Несколько особняком, скорее, как исключение, стоит в ряду подобных «примеров» рассказ о художнике Фоке из «Римских деяний». Фока был обвинен в том, что работал и в праздничные дни. Фока объяснил свое неповиновение закону тем, что ежедневно должен зарабатывать по восемь денариев: два денария он дает отцу, ибо, когда он был ребенком, отец тратил на него два денария в день: «Теперь он впал в нужду, и сыновний долг велит мне поддерживать его». Два денария Фока откладывает для сына: «Чтобы, если я впаду в нищету, он возвратил мне их, как я возвращаю два денария своему отцу». Еще два денария он принужден выбрасывать на жену, своевольную и ворчливую женщину, а последние два денария Фока тратит на еду и питье[175]
.Нетрудно убедиться в том, что дети и родители не противопоставляются в «примерах» в качестве носителей разных систем ценностей; дети не обладают идеей об ином образе жизни, который они отстаивают и хотели бы вести, в отличие от старшего поколения. Напротив, судя по проповедям, сыновья желают занять место отцов и быть им подобными. Насколько эта картина соответствовала действительности, трудно сказать, ибо в интеллектуальных кругах того времени наблюдалось иное положение. Немецкий историк Г. Миш говорит о «молодежном движении» XII века[176]

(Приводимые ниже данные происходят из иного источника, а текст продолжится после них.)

PR #392, opened 2026-07-22
Slice M3.2 - piggyback layer

### LINKED ISSUE #378: Slice 3.2 — Piggyback layer: trailing block, scene metadata, computed bookkeeping
**Slice doc (canonical):** [02-piggyback.md](https://github.com/AventurasTeam/Aventuras/blob/main/docs/implementation/milestones/03-memory-floor/slices/02-piggyback.md) · [milestone.md](https://github.com/AventurasTeam/Aventuras/blob/main/docs/implementation/milestones/03-memory-floor/milestone.md)

## Goal

The per-turn fast path of the memory cadence: the narrative model
emits a tagged `<state>` block alongside its prose, and this slice
parses it, applies the scene-metadata and state writes, derives the
computed bookkeeping, auto-promotes staged entities on ID emission,
and falls back to a per-turn classifier pass when the model can't
be trusted with tagged blocks. Also extracts the shared
entry-metadata placeholder helper flagged during M2 reconciliation.

## Dependencies

**Depends on:** none — day-one startable
**Blocks:** #383 (Slice 3.7)

---

---
[View on Discord](https://discord.com/channels/1456625039846805686/1529477899483218112/1529477899483218112)

Pento95:
## Summary

Implements **Slice 3.2 — Piggyback layer** ([`docs/implementation/milestones/03-memory-floor/slices/02-piggyback.md`](file:///home/pento/Aventuras/docs/implementation/milestones/03-memory-floor/slices/02-piggyback.md)), providing the per-turn fast path of the memory cadence. The narrative model emits a tagged `<state>` block alongside prose, which is parsed and applied to entry metadata, entity states, and computed bookkeeping, with a synchronous per-turn fallback classifier when tagged blocks are unreliable or fail to parse.

### Delivered Scope
- **Trailing-block parser (C2)**: Robust segment isolation for `<state>` blocks (`sceneEntities`, `currentLocation`, `worldTimeDelta`, `visualChanges`, `transfers`, `summary`) with `jsonrepair` fallback and bracketed placeholder substitution (`c1`, `l1` -> entity UUIDs).
- **Prompt fragment**: `<state>` emission instructions, staged-entity prompt framing, and calendar vocabulary (tier names, weekdays, eras) in per-turn prompt template.
- **Piggyback apply & narrow actions**: Writes `sceneEntities`, `currentLocationId`, and `worldTime` delta to entry metadata; applies visual state updates and item/stackable transfers; filters out non-existent entity IDs to enforce "piggyback creates no rows" and prevent action rejection crashes.
- **Computed bookkeeping**: Automates `current_location_id` tracking for characters in scene and `lastSeenAt` transitions upon scene exit.
- **Staged-to-active fast path**: Auto-promotes staged entities when their ID is first emitted in `<scene_entities>`.
- **Capability gate & Fallback Classifier**: Adds `piggybackFallbackClassifierPhase` to run a synchronous classifier pass when model capability is uncurated/unreliable or when trailing block parsing fails.
- **`<summary>` enrichment hand-off**: Extracts optional trailing summary for next turn's Q2 structural digest.
- **UI Presentation**: Updates `EntryCard` to strip raw `<state>` XML blocks from narrative text while providing a `Globe` header action icon to toggle an expandable preview of state metadata.

## Test Plan
- [x] `pnpm typecheck` passed with 0 TypeScript errors.
- [x] Unit test suite for `lib/piggyback/` (31/31 tests passing).
- [x] Pipeline integration tests for `per-turn-piggyback` (17/17 tests passing).
- [x] Fault scenario & error logging tests passing.
- [x] Runtime validation against SQLite DB: verified entry metadata, deltas, and entity tracking.

## Summary by CodeRabbit

* **New Features**
  * Added structured “world state” extraction with per-turn piggyback scene updates (entities, locations, world-time deltas, visual changes, item/stackable transfers), including a classifier-based fallback.
  * Updated per-turn prompts and context (staged characters, known locations, optional calendar vocabulary, piggyback firing controls).
  * Entry cards now support an optional, toggleable world-state panel.

* **Bug Fixes**
  * Delta log now renders correct labels for additional delta sources.
  * Improved entity state patching/merge behavior and staged-promotion concurrency.
  * Updated Electron security policy to allow `data:`/`blob:` connections and refined spellcheck lint suppression.


components/compounds/delta-log-row.tsx
```diff
@@ -10,6 +10,7 @@ type DeltaOp = 'create' | 'update' | 'delete'
 // is frozen, so the two won't drift.
 type DeltaSource =
   | 'ai_classifier'
+  | 'per_turn_classifier'
```
failerko, line 14: `ai_classifier` is the piggyback correct? I'd rename it to make that clear since we're tagging the dedicated per-turn verbosely as well. I kind of expected both of them to use `ai_classifier` as they do the same thing, but this is fine too, just rename to make the distinction clear.

lib/pipeline/definitions/per-turn-piggyback.ts
```diff
@@ -0,0 +1,223 @@
...
+  const entityList = referenceable
+    .map(
+      (e) =>
+        `- [${idMap.allocate(e.id)}] ${e.name} (${e.kind}${e.status === 'staged' ? ', staged' : ''})`,
+    )
+    .join('\n')
+
+  const appSettings = appSettingsStore.getAppSettings()
+  const result = await generateClassifierState(
+    `Known entities, referenced only by the bracketed ID shown below — never invent one:\n${entityList || '(none)'}\n\nExtract scene state from this reply:\n\n${tail.content}`,
```
failerko: Hardcoded prompt and all data formatting in-code?
The prompt should be external in `lib/prompts/bundled` and it should utilize `buildGenerationContext` into `renderTemplate` (same applies for any story-related prompt) and it should also handle all data formatting, in this case building entryList, in the Liquid template.
Check `lib/pipeline/definitions/per-turn.ts`, it uses this pattern.

failerko (changes requested):

lib/prompts/bundled/per-turn.ts
```diff
@@ -22,18 +22,44 @@ export const PER_TURN_NARRATIVE = `{% if definition.setting != blank -%}
...
+
 {% endif -%}
 # Story so far
 {%- assign recentEntries = entries | recent: userSettings.partialChapterBuffer %}
 {% for entry in recentEntries %}
 {{ entry.content }}
 {% endfor %}
-{% include 'macro_output_format_narrative' %}`
+{% include 'macro_output_format_narrative' %}
+{% include 'macro_state_emission' %}`
```
failerko: We should exclude this section when we know per-turn classifier will fire. Right now if piggyback set to off in story settings or model isn't set as capable it will generate the block anyway, and then runs per-turn classifier on top of that.

lib/pipeline/definitions/per-turn.ts
```diff
@@ -124,12 +131,54 @@ async function* narrativePhase(ctx: PhaseContext): AsyncGenerator<PhaseEmittedEv
...
-  // inherited values (see submit-turn.ts). M2 has no classifier, so this
-  // propagates the opening's values forward until piggyback/classifier (M3+)
-  // emits fresh ones.
-  const worldTime = tail?.metadata?.worldTime ?? 0
+  const inherited = inheritedEntryMetadata(tail?.metadata)
+
+  const parsedState = parseStateBlock(content)
+  // Fields inside parsedState.block still carry the model's bracketed-ID
+  // placeholders (c1, l1, i1...); swap them back to real entity ids using the
+  // same idMap the prompt was built with before anything looks them up.
```
failerko, line 167: This is an unverified assumption. The substitution system is unable to handle these bracketed IDs and they fall through and eventually leak into the DB and story entry metadata.

So either we establish a convention that ID's are always bracketed as `[c1]` and so on, or we instruct the classifier to output the ID's without brackets.

Second thing this should not fall through, the classifier as designed only ever references existing values, therefore if we don't match a reference to an existing entity it should be filtered out and recorded in `failures`.

failerko (changes requested):

components/compounds/delta-log-row.tsx
Pento95: Fair point, but ai_classifier is the generic "AI-produced" tag used everywhere since M1/M2 (translations, entries, happenings...), not piggyback-specific — that's why they looked like they overlapped. I added a dedicated value, piggyback_tagged_block, just for the direct tagged-block path; ai_classifier stays as-is for everything else.

lib/prompts/bundled/per-turn.ts
Pento95: I didn't notice this when testing, nice catch
Fixed: the narrative phase now resolves whether the fallback will fire BEFORE rendering the prompt (early model resolution, not derived from call.providerId after the stream), and skips staged/locations/calendar/state-emission entirely when it will.

lib/pipeline/definitions/per-turn.ts
Pento95: Claude: That was a real bug, not just a risky assumption: the prompt literally told the model to write "the bracketed ID," so any compliant emission would land outside the expected format and slip through into the DB unnoticed. Fixed the prompt wording (IDs without brackets) and made the substitution layer fail-closed: any unresolved reference — bracketed or not — now gets dropped and logged instead of propagating.

lib/pipeline/definitions/per-turn-piggyback.ts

, и известно о немаловажных противоречиях между поколениями в среде рыцарства[177]. Отсутствие в наших источниках заметных следов подобного протеста дает основание предполагать, что жизнь не ставила проповедников, обычно чутко реагировавших на все возможные случаи социально-моральных отклонений, перед серьезной проблемой «конфликта поколений»; иначе было бы трудно понять, как могли они эту проблему игнорировать. Опираясь на иной, нежели наш, материал, западногерманский исследователь А. Ничке находит возможным утверждать, что в XIII и начале XIV века существовало «движение молодежи», выразившееся прежде всего в ее отказе принимать духовные и материальные ценности отцов[178]. Однако не ясно, в какой мере можно обобщать подмеченные этим исследователем факты.Не находим мы указаний на почетное положение пожилых людей. Скорее, наоборот: старый отец — обуза для взрослого сына, который оттесняет его и отказывает ему в уважении. Старухи выступают в «примерах» почти неизменно в роли сводниц, колдуний, гадалок или молодящихся мегер. Но здесь перед нами, конечно, литературные штампы, а не зарисовки из жизни, и сделать какие-либо заключения из подобных рассказов невозможно. Однако работы Р. Шпранделя свидетельствуют о том, что в средневековом обществе старость не оценивалась высоко[179]
.Почти ничего нет в «примерах» и относительно воспитания детей родителями. На память приходит эпизод, рассказанный Жаком де Витри, но и он опирается на текст, приписываемый Боэцию[180]
. Вор, которого вели на виселицу, увидел своего плачущего отца и попросил у него последнего поцелуя. Когда же он целовал его, то больно укусил в губу (руки у него были связаны): «Много зла причинил ты мне тем, что, когда я был мальчиком, ты, зная, что я уже начинал воровать, не бил меня и не наказывал» (Crane, N 287). Пятилетний ребенок погубил свою душу тем, что имел привычку богохульствовать, а родители его не наказывали за это, и, как он при смерти сказал отцу, за ним пришли «черные люди» (Crane, N 294). При этом Одо Черитонский подчеркивает, что отец очень любил и лелеял своего маленького сына, но «телесно» (Hervieux, 315). Забот о физическом здоровье ребенка явно недостаточно, главное — в наставлении его в основах веры и морального поведения. Такова мораль этого повествования[181].Семейные сцены лишь изредка попадают в поле внимания проповедников, а когда они все же встречаются в «примерах», речь идет скорее о курьезе или аномалии, нежели об обыденной жизни. Чаще других такие сцены упоминает анонимный автор более позднего памятника — «Зерцала мирян» (Speculum Laicorum). Пьяница-муж возвращается домой из таверны, видит жену с двумя сыновьями, принимает их за четверых, решает, что двое — незаконные, и всех убивает, после чего, протрезвившись, вешается сам (SL, 204). Другой пьяный муж устраивает над женой у себя дома божий суд — он пытается испытать ее раскаленным железом, но благодаря ее хитрости сжигает свою руку плужным лемехом, который он предварительно сунул в очаг (SL, 207. Ср. 502). Жена признается мужу в убийстве собственной матери, и он советует ей покаяться. «Но как же могу я покаяться перед теми, кого ежедневно встречаю?» — отвечает она. Когда муж ушел в поле, она, заперев дом, зарезала трех сыновей и самое себя (SL, 134).